A striking feature [of Australian literary magazines] is the monumentalism inscribed in the artefact. … as the years have rolled on, the magazines look even chunkier, more expensively produced, more like books because that is the way they are taken seriously…such formats require high levels of taxpayer support, and yet they remain in permanent crisis … Maybe we accept this type of magazine because it reflects the way in which we construct ourselves in the universities: as marginal, substantial, special limited editions? (Edmonds 2004)

I was of course suggesting that somewhere in all of that, our occasionally timid, aristocratic tendencies (which can be shorthand for the motivation of some small press publishers) were contributing to the so-called crisis for new writers, despite all our student anthologies, and that a more populist model of some description could be possible.

It was one of those ideas whose time had come, because others, it seemed, were thinking the same thing. So when I sent an email around a few networks, asking people to come to a meeting in early December 2004, 30 people turned up. It was all quite simple at that stage - if twenty came along again in the new year, and fifteen to a February meeting, I felt sure we'd make it, so long as the core group were practical enough to see it through. At the same time, a debate was developing as to the efficacy of the established annual student anthology at Adelaide University. Even though our anthologies had been well received they were circulating within a very limited readership of friends and relatives; and although published by Wakefield Press, they were, perhaps unfairly, almost impossible to sell through the book trade. Thus they were marginalized back into the university structure. In 2006 Adelaide University dropped its student creative writing anthology in favour of some assistance to Wet Ink and to encouraging readings at venues around the city, a move that has energised the local literary community. To an extent, this debate informed our thinking as to why Wet Ink, with some help from Adelaide University, has sponsored the Emerge anthology, the offspring of Spiny Babbler, which is a collection of writing from students around Australia. Publication in a national context is a way in which writers can reach out to potential readers. But back to the early Wet Ink story, which predates any of that.

Dominique Wilson had a practical gleam in her eye, and as a writer and former manager of a cattle property in southern NSW, I knew that she wouldn't take any crap from 'precious' writers.
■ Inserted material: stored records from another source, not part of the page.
Issue #1795, opened 2026-05-17
wallet-sdk replacement


fayi-da:
This is a placeholder ticket for any existing usage of non wallet-sdk apis that were not easily replaceable while developing the feature. I'll update this with a list so it can be tracked and implemented afterwards.

PR #2185, opened 2026-07-21
chore: make wallet SDK connection and registry aware

fayi-da:
Another set of refactoring for #1795 . Most of the changes/cleanups are to deal with the fgact that a wallet-sdk instance is immutable. 

 - Clear provider-backed queries and legacy services when connections change
 - Recreate the Wallet SDK when authentication tokens or reachable registries change
 - Preserve unrelated wallet data when registry configuration changes
 - Moved transaction-history service ownership into React Query (will come in handy for reuse in extension :wink:)
 - Ensure transaction history remains bound to the provider that created it.
 - Updated mutation invalidation to use the new wallet-connection query hierarchy (invalidate `walletConnection` when anything changes and all child queries go poof :dash: )

### DIFF
--- a/examples/portfolio/src/contexts/ConnectionProvider.tsx
+++ b/examples/portfolio/src/contexts/ConnectionProvider.tsx
@@ -1,7 +1,7 @@
 // Copyright (c) 2025 Digital Asset (Switzerland) GmbH and/or its affiliates. All rights reserved.
 // SPDX-License-Identifier: Apache-2.0
 
-import { useCallback, useEffect, useState } from 'react'
+import { useCallback, useEffect, useRef, useState } from 'react'
 import { useQueryClient } from '@tanstack/react-query'
 import * as sdk from '@canton-network/dapp-sdk'
 import { WalletConnectAdapter } from '@canton-network/dapp-sdk'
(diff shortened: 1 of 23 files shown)


examples/portfolio/src/contexts/ConnectionProvider.tsx
```diff
@@ -25,32 +25,67 @@ export const ConnectionProvider: React.FC<{ children: React.ReactNode }> = ({
...
+        (status: sdk.dappAPI.StatusEvent) => {
+            const nextToken = status.session?.accessToken
+            if (nextToken && nextToken !== currentSessionToken.current) {
+                clearResolvedServices()
+                currentSessionToken.current = nextToken
+                setSessionTokenVersion((version) => version + 1)
+            }
+        },
+        []
+    )
```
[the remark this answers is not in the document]
fayi-da: This is intentional. The benefit is that the user will not see a flicker/skeleton UI while the data is refetched.

examples/portfolio/src/lib/submit.ts
```diff
@@ -0,0 +1,27 @@
...
+    await provider.request({
+        method: 'prepareExecuteAndWait',
+        params: {
+            commands: [command],
+            commandId: v4(),
+            actAs: [actAs],
+            disclosedContracts,
+        },
+    })
+}
```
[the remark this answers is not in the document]
fayi-da: no thanks. nothing burger

examples/portfolio/src/contexts/ConnectionProvider.tsx
```diff
@@ -25,32 +25,67 @@ export const ConnectionProvider: React.FC<{ children: React.ReactNode }> = ({
...
+    const updateSessionToken = useCallback(
+        (status: sdk.dappAPI.StatusEvent) => {
+            const nextToken = status.session?.accessToken
+            if (nextToken && nextToken !== currentSessionToken.current) {
+                clearResolvedServices()
+                currentSessionToken.current = nextToken
+                setSessionTokenVersion((version) => version + 1)
+            }
+        },
+        []
```
mateuszpiatkowski-da, line 46: I'm not a react expert, but I think it would be beneficial to put `currentSessionToken` here right?

examples/portfolio/src/contexts/ConnectionProvider.tsx
```diff
@@ -25,32 +25,67 @@ export const ConnectionProvider: React.FC<{ children: React.ReactNode }> = ({
...
+                clearWalletConnectionQueries()
+                clearResolvedServices()
+                currentSessionToken.current = undefined
+                setAccounts([])
+            }
+            updateSessionToken(status)
+            setConnectionStatus(status)
+            setError(undefined)
+        },
+        [clearWalletConnectionQueries, updateSessionToken]
```
mateuszpiatkowski-da, line 61: same as above

mateuszpiatkowski-da (approved):
LGTM, left a few comments as nitpicks

examples/portfolio/src/contexts/ConnectionProvider.tsx
fayi-da: Usually, yes but in this case `currentSessionToken` is a stable value (it's defined as useRef) so it doesnt need to be there. The linter would have screamed if it wasn't a stable value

Simon Lownsborough and Kerrie Harrison of graphic production house Slinc Creative had, we came to learn, been thinking of a similar idea for quite some time, so they came along to the February meeting, around the time we were searching for a name. None of us had Simon's design abilities, so I was incredibly relieved. Emmett Stinson, a postgraduate from the US, came up with the name Wet Ink and we liked it because it was active rather than passive, a metaphor for 'new writing' and an entry into the way we could dream.

Who would be editors? That was a difficult one. I had talked to Tom Shapcott, concerned that in Adelaide there are some distinct elites we should cultivate. He advised me to tap into new energies, so we went with that model (for better or worse), making sure that there were two eyes on everything, and that Dominique and I, as managing editors, would be responsible for the final cut. We really didn't want to get bogged down in endless committees.
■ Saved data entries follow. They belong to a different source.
PR #2173, opened 2026-07-20
chore(deps): migrate monorepo library builds from tsup to tsdown

singhyash05:
## Summary
- Replaces `tsup` with `tsdown` for library builds across ~35 `core/*` and `sdk/*` packages.
- Shared config is now `tsdown.base.ts` (old `tsup.base.ts` and per-package `tsup.config.ts` files removed). Scripts and `devDependencies` point at `tsdown@^0.22.9`, including root and `yarn.lock`.
- Special cases kept working:
  - **browser:** `provider-dapp`, `provider-ledger`, `rpc-transport`, `splice-provider`
  - **node:** `signing-internal`, `signing-participant`, `wallet-test-utils`
  - **ledger-proto:** separate ESM/CJS outputs, CJS relative-import rewrite, CJS sourcemaps off (avoids `SOURCEMAP_BROKEN` spam)
- RPC generator TypeScript client template updated (`_package.json` + `tsdown.config.ts`) so `yarn generate:*` copies a config that resolves `tsdown.base.ts` from `core/<client>/`, not from the template directory.
- Source tweaks for rolldown: `export type` in `ledger-client`, `signing-lib`, and `splice-client`. Mixed default+named export packages set `outputOptions.exports: 'named'`.
- Root does **not** get `"type": "module"` — that would break `.commitlintrc.js`.
- **Follow-up fix:** `ParsedURL` no longer uses constructor parameter properties. Under `tsdown`/`oxc`, those emitted `this` before `super()` → `ReferenceError` in wallet-sdk e2e. Validate URL first, call `super()`, then assign fields.

Fixes #1965

## Test plan
- [x] Clean full rebuild (`yarn clean:all && yarn build:all`) — 45/45
- [x] `rg tsup` — no leftovers in source/config
- [x] `yarn workspace @canton-network/wallet-sdk build` — emit has `super(validateUrl(...))` before `this.ctx`
- [x] `yarn nx playwright:e2e @canton-network/example-portfolio` — 25 passed (localnet)
- [ ] CI e2e jobs green on PR

PR #2186, opened 2026-07-22
fix: add headers to tsdown configs

fayi-da:
Looks like leftover from https://github.com/canton-network/wallet/pull/2173


alexmatson-da (approved):
thx!

PR #2192, opened 2026-07-23
feat: migrate portfolio allocations to the wallet-sdk

fayi-da:
Part of #1795


examples/portfolio/src/utils/allocation.ts
```diff
@@ -0,0 +1,62 @@
...
+import type { Instruments, PortfolioInstrument } from '../types/instruments'
+import { normalizeRegistryUrl } from './registry'
+
+export const resolveAllocationAsset = ({
+    instrumentId,
+    instruments,
+    registryUrls,
+    reachableRegistryUrls,
+}: {
+    instrumentId: { admin: PartyId; id: string }
```
mateuszpiatkowski-da, line 14: nitpick: the naming looks off. Theoretically this should be `instrument` as per the definition in Metadata daml file.
```suggestion
    instrument: { admin: PartyId; id: string }
```

mateuszpiatkowski-da (approved):
LGTM :)

examples/portfolio/src/utils/allocation.ts
fayi-da: fair. I'll do another pass to rename this in similar places

Issue #2149, opened 2026-07-15
QOL Fixes


fayi-da:
Insights from manual testing

- [x] We currently drop registries that cannot be connected to and never retry until page refresh. 
- [x] The fields in the transfer dialog have varying inner padding. Use same inner padding for all fields
- [x] Outgoing transfers should not be shown in "Action Required"
- [x] Use date util for dates in Transfer Summary modal
- [x] Withdraw button for allocation dialog should be a secondary button not a warning red button
- [x] If one of the legs for an allocation request with you as the sender has been allocated, status should be "Partially Allocated" not Pending
- [x] Remove extra padding bottom from sidebar [here](https://github.com/canton-network/wallet-gateway/blob/46d7d186f4a61b2e426bf566aca178598c4f225c/examples/portfolio/src/routes/next/dashboard.tsx?plain=1#L167)
- [x] Set Allocate/Withdraw button size to small [here](https://github.com/canton-network/wallet-gateway/blob/46d7d186f4a61b2e426bf566aca178598c4f225c/examples/portfolio/src/components/dashboard/allocation-action-dialog-content.tsx?plain=1#L394)
- [x] Show the number of offers (transfers & allocation requests) on the sidebar badge
- [ ] Discuss and adjust font sizes with @pmunot-da
- [x] We can improve activity type in tx history by also checking the `reason` field
- [x] Ensure Tap modal is closed after successful op.
- [x] Rejection currently breaks transfer dialog. https://github.com/canton-network/wallet/issues/1867
- [x] Primary badge overlaps a long party hint on the sidebar
- [x] Sometimes unable to select an instrument for transfer even though i have a +ve balance (potential cache issue or tweak to `selectableInstruments`)
- [x] Validate expiry date for transfers, can only be in the future
- [x] Show expiry HH:mm in transfer offer dialog
- [ ] Change unlocked coin icon to new variant

PR #2200, opened 2026-07-24
feat: move isDevnet check to wallet-sdk

fayi-da:
Part of #2149 

- move isDevNet check to wallet-sdk
- make Tap amulet only operation
- delete unused services and dependencies


sdk/wallet-sdk/src/wallet/init/initializedSDK.ts
```diff
@@ -59,17 +59,10 @@ const createNamespace: {
             false
         )
 
-        const amuletService = config.validatorUrl
```
rukmini-basu-da, line 62: I think we left this in for backwards compatibility if people were already supplying the validatorURL in the amulet config (otherwise would've just removed the validatorURL completely from the config)

fayi-da: roger that, reverted @rukmini-basu-da 

I added a comment there too

examples/portfolio/src/hooks/query-options.ts
```diff
@@ -149,16 +148,29 @@ export const useAllocationsQueryOptions = (party: string | undefined) => {
     })
 }
 
-export const useIsDevNetQueryOptions = (sessionToken: string | undefined) => {
-    const { isDevNet } = usePortfolio()
+export const useIsDevNetQueryOptions = () => {
+    const { sdk } = useWalletSdk()
     const {
         token: { validatorUrl },
     } = usePortfolioConfig()
```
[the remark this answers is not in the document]
fayi-da: oops

rukmini-basu-da (approved):
thanks!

The group, which was refining itself in terms of commitment and expertise, was determined about being an independent community structure, even though a good number of us worked at, or were students of, the English Department of Adelaide University. I had also theorised in my TEXT article that the university publishing model was a thing of the past, but that universities could possibly be contributing sponsors and participants in a broader venture.
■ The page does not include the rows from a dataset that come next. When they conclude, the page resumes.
PR #2212, opened 2026-07-30
feat(example-test-token-v1-registry): switch from koa to express

### LINKED ISSUE #2205: switch from Koa to Express
Use Express instead of Koa in example-test-token-v1-registry.

mateuszpiatkowski-da:


mjuchli-da (approved):
Thanks!

PR #2239, opened 2026-08-05
Adding custom wallet display + copy in WG ui

### LINKED ISSUE #2234: Button to copy dApp API Url
The remote WG should display a button (settings / header bar) to copy the dApp API URL of the given WG instance. 

The Wallet Picker will not list every possible WG instance. If a user then wants to connect to its WG, the dApp API URL needs to be entered. While the host can be observed in the address bar, the actual API suffix is not necessarily known to the user.

katiepang-da:
fixes #2234 

1. Added custom wallet url in menu dropdown
2. Added url copy alongside it 

Screenshot 2026-08-05 at 16 32 14


mjuchli-da:
Implemented via #2240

Wet Ink would be a magazine of new writing, devoting most of its pages to original creative writing from around Australia. We wanted to provide more space for original creative writing without feeling the need to publish scholarly articles. We would have an extended interview with a writer in each issue and some nonfiction, but we would provide more space to new writers than any other magazine in Australia. We are South Australia-based, which means that we publish a good number of locals, but these people compete in a national context. Wow - such confidence!

We needed a national distributor, and found one, and are militant in the belief that we should at least cover our production costs through advertising. Years before, I had worked at a community radio station in Victoria with Lindy Reid who had kept the place alive through sponsorship (the polite word for advertising used in community radio), and on learning that she was looking for a new challenge I asked whether she would be as idealistic as the rest of the group, for a time at least. She said yes. So far we have covered costs through 'sponsorship', subscriptions and retail sales, and because of recent assistance from the Australia Council we can now pay writers for their contributions.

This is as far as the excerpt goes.